Sent from my iPhone using Tapatalk


----------



## Wildman (Jun 10, 2017)

Not sure what to tell you never had a problem with a CA finish only used medium and didn’t sand between coats.  Wet sanding & polishing after the last coat but at slower lathe speed. After getting micro mesh wet sanding & polishing even easier for me.


----------



## Ambidex (Jun 10, 2017)

Welcome Mallory...I'm just guessing but the scratches may be from residual dust prior to the next grit. A picture may show more of what you're talking about. As far as your header for the thread it shows you listen to too many negative comments here on repetitive posts. I guess some here would rather have this turn into a library instead of an interactive forum where people talk to each other. While the library is a wealth of information, it's hard to get different opinions and insight from an inanimate source. It's also incredibly easy to not open posts that you don't want to read or make comments about


----------



## twehr (Jun 10, 2017)

FYI - Putting on a final thin coat "to even out any ridges" does not even out the ridges. It adds a thin layer to the ridges AND the valleys. You still need to sand/MM the same amount to get rid of the ridges. 

The extra layer does not hurt anything, it just doesn't help.


Sent from my iPad using Penturners.org mobile app


----------



## Woodchipper (Jun 10, 2017)

Not an expert, but I did stay at a Holiday Inn Express once, but I use thin CA for my pens.  Tried medium but didn't care for the results.


----------



## Dehn0045 (Jun 10, 2017)

I had poor results with micromesh until I started wet-sanding, I think I was building up heat with them dry.  I know a lot of folks use them dry, but I just couldn't get it to work for me.  Also, I started using sand-paper prior to the MM (600, 800, 1000, 1200, 1500, 2000), this has helped with eliminating the scratches (I got this pack and cut them into 1" strips: https://www.amazon.com/Sandpaper-Fu...7101920&sr=8-1-spons&keywords=sandpaper&psc=1).  The amount of time spent (MM or sandpaper) is not the critical factor, just that you get all of the scratches from the previous grit removed.

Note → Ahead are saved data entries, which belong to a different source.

Issue #161, opened 2017-01-17
AttributeError: 'Partition' object has no attribute 'cpc'"


leopoldjuergen:
### Actual behavior
```
vagrant@vagrant-ubuntu-trusty-64:/vagrant$ zhmc hba create P000AABB TestPart2 --name PCHID105 --adapter 'FCP 0105 A13B-08' --port 0 --device-number 4711
Traceback (most recent call last):
  File "/usr/local/bin/zhmc", line 11, in <module>
    sys.exit(cli())
  File "/usr/local/lib/python2.7/dist-packages/click/core.py", line 722, in __call__
    return self.main(*args, **kwargs)
  File "/usr/local/lib/python2.7/dist-packages/click/core.py", line 697, in main
    rv = self.invoke(ctx)
  File "/usr/local/lib/python2.7/dist-packages/click/core.py", line 1066, in invoke
    return _process_result(sub_ctx.command.invoke(sub_ctx))
  File "/usr/local/lib/python2.7/dist-packages/click/core.py", line 1066, in invoke
    return _process_result(sub_ctx.command.invoke(sub_ctx))
  File "/usr/local/lib/python2.7/dist-packages/click/core.py", line 895, in invoke
    return ctx.invoke(self.callback, **ctx.params)
  File "/usr/local/lib/python2.7/dist-packages/click/core.py", line 535, in invoke
    return callback(*args, **kwargs)
  File "/usr/local/lib/python2.7/dist-packages/click/decorators.py", line 27, in new_func
    return f(get_current_context().obj, *args, **kwargs)
  File "/usr/local/lib/python2.7/dist-packages/zhmccli/_cmd_hba.py", line 110, in hba_create
    cmd_ctx.execute_cmd(lambda: cmd_hba_create(cmd_ctx, cpc, partition,
  File "/usr/local/lib/python2.7/dist-packages/zhmccli/_helper.py", line 134, in execute_cmd
    cmd()
  File "/usr/local/lib/python2.7/dist-packages/zhmccli/_cmd_hba.py", line 111, in <lambda>
    options))
  File "/usr/local/lib/python2.7/dist-packages/zhmccli/_cmd_hba.py", line 208, in cmd_hba_create
    adapter = partition.cpc.adapters.find(name=adapter_name)
AttributeError: 'Partition' object has no attribute 'cpc'
```

### Expected behavior
Successful creation of an HBA

### Execution environment

* zhmcclient version: 0.9.0
[...]

PR #162, opened 2017-01-17
Fix access 'cpc' from 'partition'.

leopoldjuergen:
Fix for AttributeError: 'Partition' object
has no attribute 'cpc'
Resolves issue #161

### DIFF
--- a/docs/changes.rst
+++ b/docs/changes.rst
@@ -45,6 +45,10 @@ Released: not yet
 
 **Bug fixes:**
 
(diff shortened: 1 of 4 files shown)


leopoldjuergen:
+1

andy-maier:
-1
By design, only manager objects know their scoping resource.
The resources know only their manager, but not their scoping resource.
This keeps the number of references small, and it is only a very small inconvenience for users to have to go through the 'manager' attribute of a resource.

andy-maier:
+1
(Sorry, I misread the change when I posted my earlier review - deleted that one).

As for the pits in open grain wood -- I sand with the course grits until I can't see any more glossy flecks on the blank.  I have heard that some people will use a skew rather than sandpaper for this step, but haven't tried that myself.  Depending on how deep the pits, this can be a lot of sanding.  I then sand thru 2000 and apply a few more coats of thin CA.  Then sand 800 thru 2000, MM, then polish.  I'm by no means an expert, but this has worked pretty good for me.


----------



## Mallory (Jun 10, 2017)

Thanks for the replies. Perhaps I'm just expecting too much on my first attempt. It may just require a bit of adjusting of my technique and hopefully in time it will come. 



twehr said:


> The extra layer does not hurt anything, it just doesn't help.




I shouldn't believe everything I read online then. Thanks for the advice - I'll probably not waste any time putting that last coat on then. 



Dehn0045 said:


> As for the pits in open grain wood -- I sand with the course grits until I can't see any more glossy flecks on the blank.




Thanks. It was a wenge blank and had fairly open grain so I will try this with the next one. 



Ambidex said:


> I'm just guessing but the scratches may be from residual dust prior to the next grit. A picture may show more of what you're talking about.




I'll be more careful about wiping the blank down between grits in future. 

Few ideas to be getting  on with! Thanks



Sent from my iPhone using Tapatalk


----------



## magpens (Jun 10, 2017)

When finishing an applied CA finish, I only ever sand longitudinally, and with lathe off.

IMHO, 5 seconds is not long enough

I use a good light and do my first few sanding grits until there are no shiny spots and no ridges ... always sanding longitudinally with the lathe off, turning the headstock by hand.


----------



## MikeUT (Jun 22, 2017)

Mallory said:


> Method - sanded blank to 600grit with lathe on then longitudinally with lathe off after each grit. I applied 5/6 coats of thin CA, then 3/4 coats of medium and one coat of thin to finish and hopefully even out any ridges etc. Sanded with Micro mesh pads from 1500 to 12000 with lathe on only. Then finished with the polish in the StickFast kit.
> 
> 1) Several small scattered pits in the finish. I haven't really read much about those in other threads. I though I had put on enough coats to even out any grain holes. Any thoughts?
> 
> ...



A photo would help to see exactly what your scattered pits look like. I've had 'pits' two different ways. The first and most probable is that you aren't sanding enough on the lower grits.  My first several pens I had to start sanding at 600 grit in order to even the CA out. Doing it with 1500 would have taken forever.  wet sand it at a low speed or you'll run in to the second way I had 'pits' in my finish.  On the first few I made with CA glue I sanded at too high of an RPM with dry sandpaper. The CA dust built up on the paper immediately and pushed a pock mark in the finish that went all the way down to the wood.  I had to start over. 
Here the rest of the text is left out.